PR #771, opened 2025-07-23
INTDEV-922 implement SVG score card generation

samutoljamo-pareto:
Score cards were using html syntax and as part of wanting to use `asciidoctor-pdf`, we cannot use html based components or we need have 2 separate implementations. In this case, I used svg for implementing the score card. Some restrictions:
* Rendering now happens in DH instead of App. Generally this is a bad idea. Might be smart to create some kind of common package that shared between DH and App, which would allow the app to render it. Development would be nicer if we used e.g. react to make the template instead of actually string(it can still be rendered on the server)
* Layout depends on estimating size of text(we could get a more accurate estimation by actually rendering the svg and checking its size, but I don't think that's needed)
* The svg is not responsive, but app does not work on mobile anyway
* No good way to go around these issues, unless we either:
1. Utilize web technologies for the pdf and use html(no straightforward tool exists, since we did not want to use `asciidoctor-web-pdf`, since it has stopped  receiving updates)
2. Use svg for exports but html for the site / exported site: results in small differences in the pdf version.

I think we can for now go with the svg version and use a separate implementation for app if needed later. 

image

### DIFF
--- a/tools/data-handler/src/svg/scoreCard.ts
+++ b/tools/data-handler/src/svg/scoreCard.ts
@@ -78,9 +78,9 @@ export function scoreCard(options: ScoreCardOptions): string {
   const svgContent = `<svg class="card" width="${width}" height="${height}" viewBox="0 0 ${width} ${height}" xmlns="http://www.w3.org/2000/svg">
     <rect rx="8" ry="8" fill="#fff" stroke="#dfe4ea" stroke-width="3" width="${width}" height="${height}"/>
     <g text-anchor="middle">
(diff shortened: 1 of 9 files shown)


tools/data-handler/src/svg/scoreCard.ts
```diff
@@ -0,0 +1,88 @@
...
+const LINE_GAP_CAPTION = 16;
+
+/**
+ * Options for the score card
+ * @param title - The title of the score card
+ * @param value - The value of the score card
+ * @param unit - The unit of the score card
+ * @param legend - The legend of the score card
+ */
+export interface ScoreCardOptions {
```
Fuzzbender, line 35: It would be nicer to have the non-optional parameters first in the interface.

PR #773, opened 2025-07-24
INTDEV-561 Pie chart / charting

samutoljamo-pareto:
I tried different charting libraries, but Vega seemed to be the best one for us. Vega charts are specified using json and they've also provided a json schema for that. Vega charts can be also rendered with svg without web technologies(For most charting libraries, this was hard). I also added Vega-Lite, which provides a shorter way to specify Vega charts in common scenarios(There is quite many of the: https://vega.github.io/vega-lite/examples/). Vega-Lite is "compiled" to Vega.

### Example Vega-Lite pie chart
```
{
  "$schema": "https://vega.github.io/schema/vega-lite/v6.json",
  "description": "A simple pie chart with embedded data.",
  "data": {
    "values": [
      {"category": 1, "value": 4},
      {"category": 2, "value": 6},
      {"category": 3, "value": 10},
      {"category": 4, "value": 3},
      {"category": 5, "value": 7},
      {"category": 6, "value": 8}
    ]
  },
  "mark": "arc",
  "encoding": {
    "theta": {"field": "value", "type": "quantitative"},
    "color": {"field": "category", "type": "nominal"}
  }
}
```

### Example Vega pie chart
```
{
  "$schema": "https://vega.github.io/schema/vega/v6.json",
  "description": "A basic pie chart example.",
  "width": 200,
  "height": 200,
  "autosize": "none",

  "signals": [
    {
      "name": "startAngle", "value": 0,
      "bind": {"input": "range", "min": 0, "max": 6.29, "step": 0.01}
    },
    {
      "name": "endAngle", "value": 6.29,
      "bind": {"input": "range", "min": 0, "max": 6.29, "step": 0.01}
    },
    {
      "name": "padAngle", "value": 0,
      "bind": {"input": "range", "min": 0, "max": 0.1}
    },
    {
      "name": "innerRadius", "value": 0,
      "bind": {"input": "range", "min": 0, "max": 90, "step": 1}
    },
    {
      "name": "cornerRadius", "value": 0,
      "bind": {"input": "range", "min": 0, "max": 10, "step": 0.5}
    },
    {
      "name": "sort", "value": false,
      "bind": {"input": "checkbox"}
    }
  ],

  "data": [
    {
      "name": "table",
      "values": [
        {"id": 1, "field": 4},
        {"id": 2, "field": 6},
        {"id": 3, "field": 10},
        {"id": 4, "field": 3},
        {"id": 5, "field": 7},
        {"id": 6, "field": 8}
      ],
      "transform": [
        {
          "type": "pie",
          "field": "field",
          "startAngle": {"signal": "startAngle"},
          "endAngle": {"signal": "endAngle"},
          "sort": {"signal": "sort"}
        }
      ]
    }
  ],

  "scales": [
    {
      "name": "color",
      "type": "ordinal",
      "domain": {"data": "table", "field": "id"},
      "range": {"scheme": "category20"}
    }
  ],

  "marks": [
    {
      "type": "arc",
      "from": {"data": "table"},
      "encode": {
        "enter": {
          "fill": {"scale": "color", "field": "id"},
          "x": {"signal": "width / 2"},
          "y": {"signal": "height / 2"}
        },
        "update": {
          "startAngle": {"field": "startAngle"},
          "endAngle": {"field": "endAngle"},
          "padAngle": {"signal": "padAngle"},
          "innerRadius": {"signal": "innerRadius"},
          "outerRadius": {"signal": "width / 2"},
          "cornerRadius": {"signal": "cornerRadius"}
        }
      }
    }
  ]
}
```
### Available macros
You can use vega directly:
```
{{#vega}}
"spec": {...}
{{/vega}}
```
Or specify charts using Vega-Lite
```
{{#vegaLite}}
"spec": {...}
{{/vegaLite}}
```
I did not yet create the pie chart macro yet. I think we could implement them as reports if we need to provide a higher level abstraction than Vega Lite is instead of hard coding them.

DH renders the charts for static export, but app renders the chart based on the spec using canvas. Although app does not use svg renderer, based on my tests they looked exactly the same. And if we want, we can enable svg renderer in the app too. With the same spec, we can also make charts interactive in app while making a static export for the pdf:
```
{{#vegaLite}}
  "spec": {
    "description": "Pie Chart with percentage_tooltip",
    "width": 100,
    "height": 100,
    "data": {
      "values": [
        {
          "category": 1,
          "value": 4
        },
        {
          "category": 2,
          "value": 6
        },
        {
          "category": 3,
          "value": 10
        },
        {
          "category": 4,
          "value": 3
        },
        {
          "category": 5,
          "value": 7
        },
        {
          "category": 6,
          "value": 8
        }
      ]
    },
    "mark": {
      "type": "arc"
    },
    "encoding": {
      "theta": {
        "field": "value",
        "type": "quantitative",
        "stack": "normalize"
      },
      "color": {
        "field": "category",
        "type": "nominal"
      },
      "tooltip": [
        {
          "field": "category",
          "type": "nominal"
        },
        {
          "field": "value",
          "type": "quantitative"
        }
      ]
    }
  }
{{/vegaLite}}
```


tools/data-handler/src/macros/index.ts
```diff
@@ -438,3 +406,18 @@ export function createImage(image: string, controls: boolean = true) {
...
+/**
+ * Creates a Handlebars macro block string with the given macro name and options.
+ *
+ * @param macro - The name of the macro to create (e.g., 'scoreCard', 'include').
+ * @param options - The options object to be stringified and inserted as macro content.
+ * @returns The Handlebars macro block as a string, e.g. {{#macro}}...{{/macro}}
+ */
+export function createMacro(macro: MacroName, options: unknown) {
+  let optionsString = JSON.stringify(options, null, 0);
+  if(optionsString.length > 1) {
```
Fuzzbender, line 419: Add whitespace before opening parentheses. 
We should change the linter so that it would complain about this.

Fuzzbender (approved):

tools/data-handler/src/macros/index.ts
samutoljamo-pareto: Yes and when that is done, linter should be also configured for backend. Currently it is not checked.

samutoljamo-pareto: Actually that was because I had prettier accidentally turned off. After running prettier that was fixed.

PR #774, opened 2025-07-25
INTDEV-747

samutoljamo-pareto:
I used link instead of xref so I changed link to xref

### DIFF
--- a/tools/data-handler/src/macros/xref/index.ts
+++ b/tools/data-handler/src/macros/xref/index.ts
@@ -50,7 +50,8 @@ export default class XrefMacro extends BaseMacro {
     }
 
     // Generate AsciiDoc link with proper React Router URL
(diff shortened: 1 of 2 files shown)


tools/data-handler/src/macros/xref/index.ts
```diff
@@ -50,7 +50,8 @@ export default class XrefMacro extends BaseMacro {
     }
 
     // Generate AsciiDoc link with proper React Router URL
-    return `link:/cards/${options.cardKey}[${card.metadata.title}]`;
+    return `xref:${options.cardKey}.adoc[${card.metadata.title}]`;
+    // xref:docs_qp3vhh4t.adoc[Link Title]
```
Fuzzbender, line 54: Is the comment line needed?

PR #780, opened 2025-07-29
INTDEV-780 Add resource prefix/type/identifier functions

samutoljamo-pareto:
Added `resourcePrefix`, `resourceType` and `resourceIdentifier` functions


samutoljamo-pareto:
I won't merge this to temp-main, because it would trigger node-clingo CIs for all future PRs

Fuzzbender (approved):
---*---
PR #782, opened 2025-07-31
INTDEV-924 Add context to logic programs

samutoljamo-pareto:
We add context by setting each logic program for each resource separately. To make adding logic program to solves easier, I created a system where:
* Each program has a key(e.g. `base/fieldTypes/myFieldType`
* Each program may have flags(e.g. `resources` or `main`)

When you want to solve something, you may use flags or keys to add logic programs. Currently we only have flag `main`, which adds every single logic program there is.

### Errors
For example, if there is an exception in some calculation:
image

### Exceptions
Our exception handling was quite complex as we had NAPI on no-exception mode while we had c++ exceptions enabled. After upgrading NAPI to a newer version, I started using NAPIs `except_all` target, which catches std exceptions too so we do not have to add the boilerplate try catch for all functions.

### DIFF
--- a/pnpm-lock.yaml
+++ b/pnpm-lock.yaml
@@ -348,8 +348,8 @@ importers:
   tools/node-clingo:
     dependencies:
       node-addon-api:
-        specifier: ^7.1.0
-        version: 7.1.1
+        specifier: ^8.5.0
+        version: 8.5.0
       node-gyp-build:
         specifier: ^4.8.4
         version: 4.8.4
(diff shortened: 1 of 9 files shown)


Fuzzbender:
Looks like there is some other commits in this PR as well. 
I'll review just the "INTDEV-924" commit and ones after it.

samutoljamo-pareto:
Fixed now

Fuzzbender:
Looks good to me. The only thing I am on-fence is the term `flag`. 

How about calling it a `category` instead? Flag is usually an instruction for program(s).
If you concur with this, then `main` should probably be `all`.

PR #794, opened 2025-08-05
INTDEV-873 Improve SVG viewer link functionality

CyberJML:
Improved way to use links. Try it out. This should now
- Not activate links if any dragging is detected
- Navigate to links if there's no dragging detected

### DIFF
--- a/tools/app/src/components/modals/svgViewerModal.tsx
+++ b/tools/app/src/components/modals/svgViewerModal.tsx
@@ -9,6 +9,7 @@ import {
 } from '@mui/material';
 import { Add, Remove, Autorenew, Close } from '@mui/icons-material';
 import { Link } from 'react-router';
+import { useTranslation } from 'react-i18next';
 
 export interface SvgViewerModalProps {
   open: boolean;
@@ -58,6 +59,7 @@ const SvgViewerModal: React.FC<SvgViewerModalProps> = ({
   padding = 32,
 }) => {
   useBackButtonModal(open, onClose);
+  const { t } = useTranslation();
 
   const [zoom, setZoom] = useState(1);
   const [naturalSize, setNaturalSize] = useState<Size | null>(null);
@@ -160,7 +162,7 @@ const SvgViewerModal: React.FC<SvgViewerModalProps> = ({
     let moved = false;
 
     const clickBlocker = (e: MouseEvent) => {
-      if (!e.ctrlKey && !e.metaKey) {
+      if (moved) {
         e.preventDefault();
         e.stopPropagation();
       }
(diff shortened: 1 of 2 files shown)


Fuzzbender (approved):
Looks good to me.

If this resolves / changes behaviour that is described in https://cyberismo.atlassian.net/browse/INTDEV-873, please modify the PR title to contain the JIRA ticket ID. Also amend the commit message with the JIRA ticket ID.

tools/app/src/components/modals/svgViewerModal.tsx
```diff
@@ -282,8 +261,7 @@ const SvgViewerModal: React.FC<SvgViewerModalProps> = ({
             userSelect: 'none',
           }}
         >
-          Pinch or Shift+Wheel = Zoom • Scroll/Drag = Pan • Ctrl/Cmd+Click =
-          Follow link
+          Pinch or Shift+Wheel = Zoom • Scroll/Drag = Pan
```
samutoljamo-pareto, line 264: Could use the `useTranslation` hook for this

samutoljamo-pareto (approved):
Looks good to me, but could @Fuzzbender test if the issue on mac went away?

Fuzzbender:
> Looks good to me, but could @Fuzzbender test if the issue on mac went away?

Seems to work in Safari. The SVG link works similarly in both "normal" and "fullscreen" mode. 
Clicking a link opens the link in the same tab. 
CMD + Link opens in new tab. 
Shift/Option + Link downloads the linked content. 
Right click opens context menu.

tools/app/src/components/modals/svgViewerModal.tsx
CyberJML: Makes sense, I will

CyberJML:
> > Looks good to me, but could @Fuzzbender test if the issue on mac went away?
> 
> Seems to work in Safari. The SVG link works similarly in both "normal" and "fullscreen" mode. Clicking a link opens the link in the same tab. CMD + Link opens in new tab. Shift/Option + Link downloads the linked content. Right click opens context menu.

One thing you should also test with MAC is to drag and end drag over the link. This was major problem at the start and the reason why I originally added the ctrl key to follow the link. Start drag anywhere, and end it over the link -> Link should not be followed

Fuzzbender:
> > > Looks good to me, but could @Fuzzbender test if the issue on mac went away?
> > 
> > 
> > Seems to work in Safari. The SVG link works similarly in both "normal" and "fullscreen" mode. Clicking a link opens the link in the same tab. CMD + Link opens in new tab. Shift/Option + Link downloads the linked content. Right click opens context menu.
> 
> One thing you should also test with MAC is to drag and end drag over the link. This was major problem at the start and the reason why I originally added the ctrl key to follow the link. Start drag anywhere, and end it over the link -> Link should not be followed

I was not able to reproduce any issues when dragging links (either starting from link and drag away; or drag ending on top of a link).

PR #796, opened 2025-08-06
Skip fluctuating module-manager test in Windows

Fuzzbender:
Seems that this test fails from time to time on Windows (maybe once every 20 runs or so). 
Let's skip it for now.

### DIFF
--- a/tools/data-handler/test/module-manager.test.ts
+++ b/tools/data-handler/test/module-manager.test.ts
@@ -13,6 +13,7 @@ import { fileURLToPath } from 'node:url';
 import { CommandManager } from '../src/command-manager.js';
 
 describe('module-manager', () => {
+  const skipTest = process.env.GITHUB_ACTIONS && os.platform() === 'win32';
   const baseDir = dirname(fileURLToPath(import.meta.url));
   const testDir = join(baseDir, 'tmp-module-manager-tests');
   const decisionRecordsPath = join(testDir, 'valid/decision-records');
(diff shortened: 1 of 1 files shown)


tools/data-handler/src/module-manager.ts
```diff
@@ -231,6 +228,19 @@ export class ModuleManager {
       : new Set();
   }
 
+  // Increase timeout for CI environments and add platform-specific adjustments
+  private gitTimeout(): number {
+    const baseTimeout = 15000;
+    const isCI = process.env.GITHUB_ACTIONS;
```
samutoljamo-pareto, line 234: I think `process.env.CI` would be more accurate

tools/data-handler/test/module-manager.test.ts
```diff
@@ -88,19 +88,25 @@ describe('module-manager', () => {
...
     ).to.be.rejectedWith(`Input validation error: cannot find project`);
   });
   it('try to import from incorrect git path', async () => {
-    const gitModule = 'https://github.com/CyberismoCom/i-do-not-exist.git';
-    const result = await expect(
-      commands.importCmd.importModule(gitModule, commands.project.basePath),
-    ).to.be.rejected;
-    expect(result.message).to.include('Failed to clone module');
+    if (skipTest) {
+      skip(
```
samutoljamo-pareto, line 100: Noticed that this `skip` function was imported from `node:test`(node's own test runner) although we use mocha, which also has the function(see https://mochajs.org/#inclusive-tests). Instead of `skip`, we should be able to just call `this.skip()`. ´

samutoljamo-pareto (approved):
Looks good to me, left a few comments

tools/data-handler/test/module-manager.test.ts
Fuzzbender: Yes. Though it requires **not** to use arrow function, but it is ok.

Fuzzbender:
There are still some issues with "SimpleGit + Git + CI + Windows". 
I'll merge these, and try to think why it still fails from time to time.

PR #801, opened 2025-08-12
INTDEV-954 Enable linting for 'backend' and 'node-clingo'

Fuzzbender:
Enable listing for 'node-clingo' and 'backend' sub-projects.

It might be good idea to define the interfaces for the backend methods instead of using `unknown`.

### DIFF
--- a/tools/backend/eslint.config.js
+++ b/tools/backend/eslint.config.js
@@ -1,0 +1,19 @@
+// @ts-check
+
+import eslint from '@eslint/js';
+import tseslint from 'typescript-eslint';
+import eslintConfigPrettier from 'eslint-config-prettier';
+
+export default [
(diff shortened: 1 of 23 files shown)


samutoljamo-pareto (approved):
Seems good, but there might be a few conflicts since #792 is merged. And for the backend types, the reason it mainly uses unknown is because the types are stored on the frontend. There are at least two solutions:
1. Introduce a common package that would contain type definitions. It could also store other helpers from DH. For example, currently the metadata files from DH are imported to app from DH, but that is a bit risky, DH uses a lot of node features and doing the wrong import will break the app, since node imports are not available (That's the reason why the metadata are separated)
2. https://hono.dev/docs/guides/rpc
---*---
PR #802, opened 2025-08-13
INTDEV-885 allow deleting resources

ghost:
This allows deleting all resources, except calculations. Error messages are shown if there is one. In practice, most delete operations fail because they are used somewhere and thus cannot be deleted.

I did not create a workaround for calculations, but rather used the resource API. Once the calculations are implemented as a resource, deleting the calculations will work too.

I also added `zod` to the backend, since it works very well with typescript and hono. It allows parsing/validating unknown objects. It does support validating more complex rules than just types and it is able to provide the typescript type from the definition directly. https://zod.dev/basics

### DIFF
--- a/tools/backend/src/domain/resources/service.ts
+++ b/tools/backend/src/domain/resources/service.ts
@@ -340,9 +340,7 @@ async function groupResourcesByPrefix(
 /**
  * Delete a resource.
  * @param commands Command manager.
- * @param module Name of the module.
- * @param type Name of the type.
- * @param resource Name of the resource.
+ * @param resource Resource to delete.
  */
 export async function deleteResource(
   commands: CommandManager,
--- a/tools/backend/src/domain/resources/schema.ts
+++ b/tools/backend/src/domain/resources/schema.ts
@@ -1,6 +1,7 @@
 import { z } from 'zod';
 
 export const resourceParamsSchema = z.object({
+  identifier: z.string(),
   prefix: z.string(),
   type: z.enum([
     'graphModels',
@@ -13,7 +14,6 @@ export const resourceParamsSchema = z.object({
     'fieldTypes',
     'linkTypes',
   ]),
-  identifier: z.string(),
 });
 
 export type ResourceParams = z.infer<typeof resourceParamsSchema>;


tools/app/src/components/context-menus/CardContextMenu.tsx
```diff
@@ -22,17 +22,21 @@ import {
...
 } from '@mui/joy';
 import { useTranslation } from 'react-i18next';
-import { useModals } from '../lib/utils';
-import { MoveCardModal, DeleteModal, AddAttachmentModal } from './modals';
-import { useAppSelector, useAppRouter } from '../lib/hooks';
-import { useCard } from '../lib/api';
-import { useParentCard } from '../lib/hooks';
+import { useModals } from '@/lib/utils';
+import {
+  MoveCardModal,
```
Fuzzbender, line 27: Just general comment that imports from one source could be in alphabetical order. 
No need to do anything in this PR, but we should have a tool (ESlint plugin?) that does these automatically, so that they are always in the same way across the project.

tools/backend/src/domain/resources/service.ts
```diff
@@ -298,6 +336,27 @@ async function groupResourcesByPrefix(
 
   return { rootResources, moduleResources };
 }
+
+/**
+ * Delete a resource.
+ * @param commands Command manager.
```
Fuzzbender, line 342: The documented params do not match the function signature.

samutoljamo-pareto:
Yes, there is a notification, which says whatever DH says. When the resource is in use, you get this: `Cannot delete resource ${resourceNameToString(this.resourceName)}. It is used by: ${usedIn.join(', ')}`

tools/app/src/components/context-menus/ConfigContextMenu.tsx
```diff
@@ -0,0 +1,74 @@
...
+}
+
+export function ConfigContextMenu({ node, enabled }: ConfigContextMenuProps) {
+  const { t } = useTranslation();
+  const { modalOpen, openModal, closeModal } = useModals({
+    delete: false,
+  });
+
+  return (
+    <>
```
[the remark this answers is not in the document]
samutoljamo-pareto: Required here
---*---
All lines that hold the word "every" should be copied from the data.

When you want to solve something, you may use flags or keys to add logic programs. Currently we only have flag `main`, which adds every single logic program there is.
Seems that this test fails from time to time on Windows (maybe once every 20 runs or so). 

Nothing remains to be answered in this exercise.